(Stored data)
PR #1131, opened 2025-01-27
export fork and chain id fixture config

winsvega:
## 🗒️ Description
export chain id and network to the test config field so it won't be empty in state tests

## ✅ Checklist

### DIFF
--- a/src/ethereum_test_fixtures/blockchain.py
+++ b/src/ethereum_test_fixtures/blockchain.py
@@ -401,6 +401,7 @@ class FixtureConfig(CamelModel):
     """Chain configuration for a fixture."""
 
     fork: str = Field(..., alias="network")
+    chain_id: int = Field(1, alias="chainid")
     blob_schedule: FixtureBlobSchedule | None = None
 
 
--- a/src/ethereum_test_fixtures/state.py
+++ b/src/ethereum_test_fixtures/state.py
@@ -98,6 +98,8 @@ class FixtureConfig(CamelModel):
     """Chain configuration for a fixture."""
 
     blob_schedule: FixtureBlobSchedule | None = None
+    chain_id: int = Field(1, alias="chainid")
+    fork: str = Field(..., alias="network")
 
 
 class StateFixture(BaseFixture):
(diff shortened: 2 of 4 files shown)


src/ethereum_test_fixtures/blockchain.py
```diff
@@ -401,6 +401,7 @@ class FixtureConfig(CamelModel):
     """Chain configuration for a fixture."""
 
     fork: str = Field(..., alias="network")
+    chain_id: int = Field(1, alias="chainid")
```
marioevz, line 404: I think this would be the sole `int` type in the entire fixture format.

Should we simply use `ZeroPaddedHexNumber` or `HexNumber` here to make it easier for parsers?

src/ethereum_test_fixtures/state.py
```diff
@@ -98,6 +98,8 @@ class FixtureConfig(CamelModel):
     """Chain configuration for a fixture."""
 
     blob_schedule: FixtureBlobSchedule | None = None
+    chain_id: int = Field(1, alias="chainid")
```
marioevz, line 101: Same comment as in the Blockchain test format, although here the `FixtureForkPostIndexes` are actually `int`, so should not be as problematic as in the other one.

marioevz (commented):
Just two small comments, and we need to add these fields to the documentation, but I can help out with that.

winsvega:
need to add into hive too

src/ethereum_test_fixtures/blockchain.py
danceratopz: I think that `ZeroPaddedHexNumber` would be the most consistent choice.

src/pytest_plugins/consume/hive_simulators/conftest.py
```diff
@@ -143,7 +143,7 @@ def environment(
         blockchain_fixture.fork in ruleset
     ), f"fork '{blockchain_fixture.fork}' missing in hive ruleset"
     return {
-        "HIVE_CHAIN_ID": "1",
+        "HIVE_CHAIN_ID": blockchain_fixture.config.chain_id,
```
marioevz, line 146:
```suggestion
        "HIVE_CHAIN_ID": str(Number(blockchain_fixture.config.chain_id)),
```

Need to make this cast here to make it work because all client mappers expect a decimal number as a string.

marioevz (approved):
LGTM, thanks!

* * *

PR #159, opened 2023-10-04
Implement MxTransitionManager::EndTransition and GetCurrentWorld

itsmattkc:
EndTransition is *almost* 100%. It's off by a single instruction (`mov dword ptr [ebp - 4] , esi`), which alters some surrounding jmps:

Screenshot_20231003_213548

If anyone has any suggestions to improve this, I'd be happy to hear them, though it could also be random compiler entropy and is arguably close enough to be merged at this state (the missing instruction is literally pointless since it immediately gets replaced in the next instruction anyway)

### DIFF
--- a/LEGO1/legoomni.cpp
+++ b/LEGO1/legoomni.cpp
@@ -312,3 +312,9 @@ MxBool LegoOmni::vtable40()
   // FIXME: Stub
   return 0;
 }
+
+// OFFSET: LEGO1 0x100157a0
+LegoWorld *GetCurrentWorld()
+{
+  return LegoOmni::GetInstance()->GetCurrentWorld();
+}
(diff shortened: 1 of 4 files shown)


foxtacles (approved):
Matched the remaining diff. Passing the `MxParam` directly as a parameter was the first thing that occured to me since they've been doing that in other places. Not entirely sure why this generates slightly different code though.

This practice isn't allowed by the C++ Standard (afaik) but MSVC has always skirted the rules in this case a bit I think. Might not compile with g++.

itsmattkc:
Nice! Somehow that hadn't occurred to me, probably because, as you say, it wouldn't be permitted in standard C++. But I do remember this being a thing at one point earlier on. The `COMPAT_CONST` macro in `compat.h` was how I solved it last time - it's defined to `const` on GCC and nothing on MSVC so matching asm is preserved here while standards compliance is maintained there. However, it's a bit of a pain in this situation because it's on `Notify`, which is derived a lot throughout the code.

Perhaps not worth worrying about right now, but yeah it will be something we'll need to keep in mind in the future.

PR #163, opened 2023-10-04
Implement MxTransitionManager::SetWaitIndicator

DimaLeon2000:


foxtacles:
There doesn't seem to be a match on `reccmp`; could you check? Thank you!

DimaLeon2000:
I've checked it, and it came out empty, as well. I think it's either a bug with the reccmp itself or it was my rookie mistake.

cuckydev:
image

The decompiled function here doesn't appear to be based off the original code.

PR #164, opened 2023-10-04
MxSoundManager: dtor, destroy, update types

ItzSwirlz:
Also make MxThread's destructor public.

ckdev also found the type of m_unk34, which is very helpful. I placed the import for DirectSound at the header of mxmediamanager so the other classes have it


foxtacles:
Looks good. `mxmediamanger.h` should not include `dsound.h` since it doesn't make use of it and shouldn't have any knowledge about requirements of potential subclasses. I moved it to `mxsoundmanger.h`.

Exercise aim:
Line count for "network": count the lines in the records above that hold this word, and give only the number.

Completed task:
4